We are finally deploying releases of Sweble and related software to Maven Central. This has many advantages for users of our software, among others:
- You don’t have to refer to our Maven repositories any more in your own poms (if you only use our releases; snapshots are still only available from our repositories).
- Releasing your own software on Maven Central becomes easier if you depend on Sweble.
For now only an updated version of our original 1.0.0 release of the Sweble software is available under the version number 1.0.01. However, we hope to provide a new release of the current development branch on Maven Central soon.
With version 220.127.116.11 of Sweble we’ve also started to auto-generate maven sites for all of our software modules. These sites provide documentation of the individual projects and can be found in the Documentation menu of the Sweble Blog.
We will be presenting our paper on the design and implementation of the Sweble Wikitext Parser at the WikiSym 2011 conference! The conference will take place in Mountain View, CA in October.
For those of you who want to take a peek before the conference, we’ve put a pre-print version of the paper in the Sweble Wiki’s downloads section.
We still have some days left for fine-tuning the paper; if you have any suggestions for improvement, we would love to hear from you.

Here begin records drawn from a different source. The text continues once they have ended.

PR #493, opened 2020-10-02
chore(CRD): Upgrade CRD version and add validation

RealHarshThakur:

## Pull Request template

Upgrades CRD version and adds validation. 
https://github.com/openebs/openebs/issues/3054

**What this PR does?**:
Upgrades CRD version to prevent deprecation of CRDs in future k8s release and adds OpenAPI validation. 

Currently, the new CRDs generated won't be applied to k8s. Ndm-operator still uses the old CRDs. 
In future, we will need to upgrade operator-sdk version : https://github.com/operator-framework/operator-sdk/issues/3558

**Checklist:**
- [x] Fixes https://github.com/openebs/openebs/issues/3054
- [ ] Commit has unit tests


deploy/crds/openebs.io_blockdeviceclaims_crd.yaml
```diff
@@ -0,0 +1,159 @@
...
+                      block device or a device that is a partition
+                    type: boolean
+                  blockVolumeMode:
+                    description: 'BlockVolumeMode represents whether to claim a device
+                      in Block mode or Filesystem mode. These are use cases of BlockVolumeMode:
+                      1) Not specified: VolumeMode check will not be effective 2)
+                      VolumeModeBlock: BD should not have any filesystem or mountpoint
+                      3) VolumeModeFileSystem: BD should have a filesystem and mountpoint.
+                      If DeviceFormat is    specified then the format should match
+                      with the FSType in BD'
```
akhilerm, line 66: Is the `description` generated from comments ?

pkg/apis/openebs/v1alpha1/blockdevice_types.go
```diff
@@ -39,21 +39,24 @@ type BlockDevice struct {
...
-	NodeAttributes NodeAttribute `json:"nodeAttributes"`
 
-	// Path contain devpath (e.g. /dev/sdb)
-	Path string `json:"path"`
+	// AggregateDevice was intended to store the hierachical
+	// information in cases of LVM. However this is currently
+	// not implemented and may need to be re-looked into for
+	// better design.
+	// +optional
+	AggregateDevice string `json:"aggregateDevice,omitempty"`
```
akhilerm, line 48: This field is deprecated. Can you add into the comments that this field is deprecated?

pkg/apis/openebs/v1alpha1/blockdevice_types.go
```diff
@@ -62,25 +65,26 @@ type DeviceSpec struct {
...
 
 	// ParentDevice was intended to store the UUID of the parent
 	// Block Device as is the case for partitioned block devices.
 	//
 	// For example:
-	// /dev/sda is the parent for /dev/sdap1
-	// TODO @kmova to be implemented/deprecated
+	// /dev/sda is the parent for /dev/sda1
+	// +kubebuilder:validation:Pattern:`^/dev/[a-z]{3,4}$`
 	ParentDevice string `json:"parentDevice,omitempty"`
```
akhilerm, line 77: This field is also deprecated.

pkg/apis/openebs/v1alpha1/blockdevice_types.go
```diff
@@ -62,25 +65,26 @@ type DeviceSpec struct {
...
-	// AggregateDevice was intended to store the hierachical
-	// information in cases of LVM. However this is currently
-	// not implemented and may need to be re-looked into for
-	// better design.
-	// TODO @kmova to be implemented/deprecated
-	AggregateDevice string `json:"aggregateDevice,omitempty"`
+	// Partitioned represents if BlockDevice has partitions or not (Yes/No)
+	// Currently always default to No.
+	// +kubebuilder:validation:Enum:=Yes;No
+	Partitioned string `json:"partitioned"`
```
akhilerm, line 82: This field is also deprecated.

pkg/apis/openebs/v1alpha1/blockdeviceclaim_types.go
```diff
@@ -50,7 +50,7 @@ type DeviceClaimSpec struct {
 	DeviceType string `json:"deviceType"`
 
 	// Node name from where blockdevice has to be claimed.
-	// TODO @akhilerm to be deprecated. Use NodeAttributes.HostName instead
+	// To be deprecated. Use NodeAttributes.HostName instead
 	HostName string `json:"hostName"`
```
akhilerm, line 54: :+1:

akhilerm (commented):
@harshthakur9030 Given some comments with regards to deprecated fields.

deploy/crds/openebs.io_blockdeviceclaims_crd.yaml
harshthakur9030: Yes, that's why I removed the //TODO comments.

harshthakur9030:
@akhilerm We cannot add deprecation to particular fields. When we create `v1` for the BD resource, we can just remove them without warning. We can only give deprecation warning that `v1alpha1` is deprecated and ask them to migrate to `v1` .

prateekpandey14 (commented):
`build/Dockerfile` file got added and content is not visible

harshthakur9030:
> `build/Dockerfile` file got added and content is not visible

@prateekpandey14 It's an empty file. Operator-sdk expects it to be there to generate CRDs

deploy/crds/openebs.io_blockdeviceclaims_crd.yaml
```diff
@@ -0,0 +1,159 @@
...
+kind: CustomResourceDefinition
+metadata:
+  name: blockdeviceclaims.openebs.io
+spec:
+  group: openebs.io
+  names:
+    kind: BlockDeviceClaim
+    listKind: BlockDeviceClaimList
+    plural: blockdeviceclaims
+    singular: blockdeviceclaim
```
akhilerm, line 11: shortName need to be added

deploy/crds/openebs.io_blockdeviceclaims_crd.yaml
```diff
@@ -0,0 +1,159 @@
...
+  scope: Namespaced
+  versions:
```
akhilerm, line 13: Additional printer columns need to be added.

deploy/crds/openebs.io_blockdeviceclaims_crd.yaml
harshthakur9030: @akhilerm Wasn't able to find the marker for it in kubebuilder doc. 
https://book.kubebuilder.io/reference/markers/crd-validation.html

harshthakur9030:
@akhilerm would I need to add `kubebuilder:validation:XPreserveUnknownFields` ? Are there any fields which NDM is adding and aren't present and set to optional in the CRD? 
https://book.kubebuilder.io/reference/markers/crd-processing.html

deploy/crds/openebs.io_blockdeviceclaims_crd.yaml
akhilerm: shortName is a field in the crd spec.

harshthakur9030: Yeah, but CRDs are generated by controller-gen, we shouldn't manually add it, I guess.

akhilerm: ooh. ohkay. How is it done in the other openebs CRDs?

akhilerm:
> @akhilerm would I need to add `kubebuilder:validation:XPreserveUnknownFields` ? Are there any fields which NDM is adding and aren't present and set to optional in the CRD?

I have to check through it. I am not excatly sure what it does. @prateekpandey14 Can you help here.

deploy/crds/openebs.io_blockdeviceclaims_crd.yaml
```diff
@@ -0,0 +1,159 @@
...
+                      VolumeModeBlock: BD should not have any filesystem or mountpoint
+                      3) VolumeModeFileSystem: BD should have a filesystem and mountpoint.
+                      If DeviceFormat is    specified then the format should match
+                      with the FSType in BD'
+                    type: string
+                  formatType:
+                    description: Format of the device required, eg:ext4, xfs
+                    type: string
+                type: object
+              deviceType:
```
akhilerm, line 72: this is an optional field

deploy/crds/openebs.io_blockdeviceclaims_crd.yaml
```diff
@@ -0,0 +1,159 @@
...
+                description: DeviceType represents the type of drive like SSD, HDD
+                  etc.,
+                type: string
+              hostName:
```
akhilerm, line 76: This is an optional field

deploy/crds/openebs.io_blockdeviceclaims_crd.yaml
```diff
@@ -0,0 +1,159 @@
...
+                      {key,value} in the matchLabels map is equivalent to an element
+                      of matchExpressions, whose key field is "key", the operator
+                      is "In", and the values array contains only "value". The requirements
+                      are ANDed.
+                    type: object
+                type: object
+            required:
+            - deviceType
+            - hostName
+            - resources
```
akhilerm, line 146: This is actually kind of conditional,

user can specify either the blockdevice name , or capacity request.

akhilerm:
@harshthakur9030 Can you remove the blank dockerfile? Though it may be required for code-gen I dont think it serves any purpose. Or is it mandatory to check in ?

deploy/crds/openebs.io_blockdevices_crd.yaml
```diff
@@ -0,0 +1,247 @@
...
+                      size in bytes
+                    format: int32
+                    type: integer
+                  storage:
+                    description: Storage is the blockdevice capacity in bytes
+                    format: int64
+                    type: integer
+                required:
+                - logicalSectorSize
+                - physicalSectorSize
```
akhilerm, line 59: These 2 fields are not mandatory.

deploy/crds/openebs.io_blockdevices_crd.yaml
```diff
@@ -0,0 +1,247 @@
...
+                    - loop
+                    - lvm
+                    - raid
+                    type: string
+                  driveType:
+                    description: DriveType is the type of backing drive, HDD/SSD
+                    enum:
+                    - HDD
+                    - SDD
+                    - Unknown
```
akhilerm, line 123: Should we consider this Unknown value, Is it similar to `""`?

akhilerm: Since we have given this field as a mandatory field, need to check if we should give this. Or we can remove it from mandatory field.

deploy/crds/openebs.io_blockdevices_crd.yaml
```diff
@@ -0,0 +1,247 @@
...
+                    type: string
+                  vendor:
+                    description: Vendor is vendor of disk
+                    type: string
+                required:
+                - deviceType
+                - driveType
+                - hardwareSectorSize
+                - logicalBlockSize
+                - physicalBlockSize
```
akhilerm, line 157: IMO, these fields should not be mandatory as there can cases where the blockdevices does not have these values.

deploy/crds/openebs.io_blockdevices_crd.yaml
```diff
@@ -0,0 +1,247 @@
...
+                  /dev/by-uuid/...
+                items:
+                  description: DeviceDevLink holds the mapping between type and links
+                    like by-id type or by-path type link
+                  properties:
+                    kind:
+                      description: Kind is the type of link like by-id or by-path.
+                      enum:
+                      - by-id
+                      - by-path
```
akhilerm, line 170: If I need to add a `by-uuid` or `by-partuuid` at a later time, should I modify the CRD also?

deploy/crds/openebs.io_blockdevices_crd.yaml
```diff
@@ -0,0 +1,247 @@
...
+                type: string
+              path:
+                description: Path contain devpath (e.g. /dev/sdb)
+                type: string
+            required:
+            - capacity
+            - details
+            - devlinks
+            - nodeAttributes
+            - partitioned
```
akhilerm, line 222: partitioned field is not mandatory.

deploy/crds/openebs.io_blockdevices_crd.yaml
```diff
@@ -0,0 +1,247 @@
...
+                enum:
+                - Claimed
+                - Unclaimed
+                - Released
+                type: string
+              state:
+                description: State is the current state of the blockdevice (Active/Inactive)
+                enum:
+                - Active
+                - Inactive
```
akhilerm, line 239: `Unknown` is also a valid state for a BlockDevice. When the NDM daemon on the node goes down, the blockdevices will be in an unknown state.

deploy/crds/openebs.io_blockdevices_crd.yaml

Wikipedia is a rich encyclopedia that is not only of great use to its contributors and readers but also to researchers and providers of third party software around Wikipedia. However, Wikipedia’s content is only available as Wikitext, the markup language in which articles on Wikipedia are written. Unfortunately, those parsers which convert Wikitext into a high-level representation like an abstract syntax tree (AST) define their own format for storing and providing access to this data structure. Further, the semantics of Wikitext are only defined implicitly in the MediaWiki software itself.
This situation makes it difficult to reason about the semantic content of an article or exchange and modify articles in a standardized and machine-accessible way. To remedy this situation we propose a markup language, called XWML, in which articles can be stored and an object model, called WOM, that defines how the contents of an article can be read and modified. Both are presented in a technical report published by the University of Erlangen, Dept. of Computer Science.
The technical report can be found in the Sweble Wiki’s downloads section.
The WOM Java interfaces and the XWML XML Schema definition are also available as files from our repository.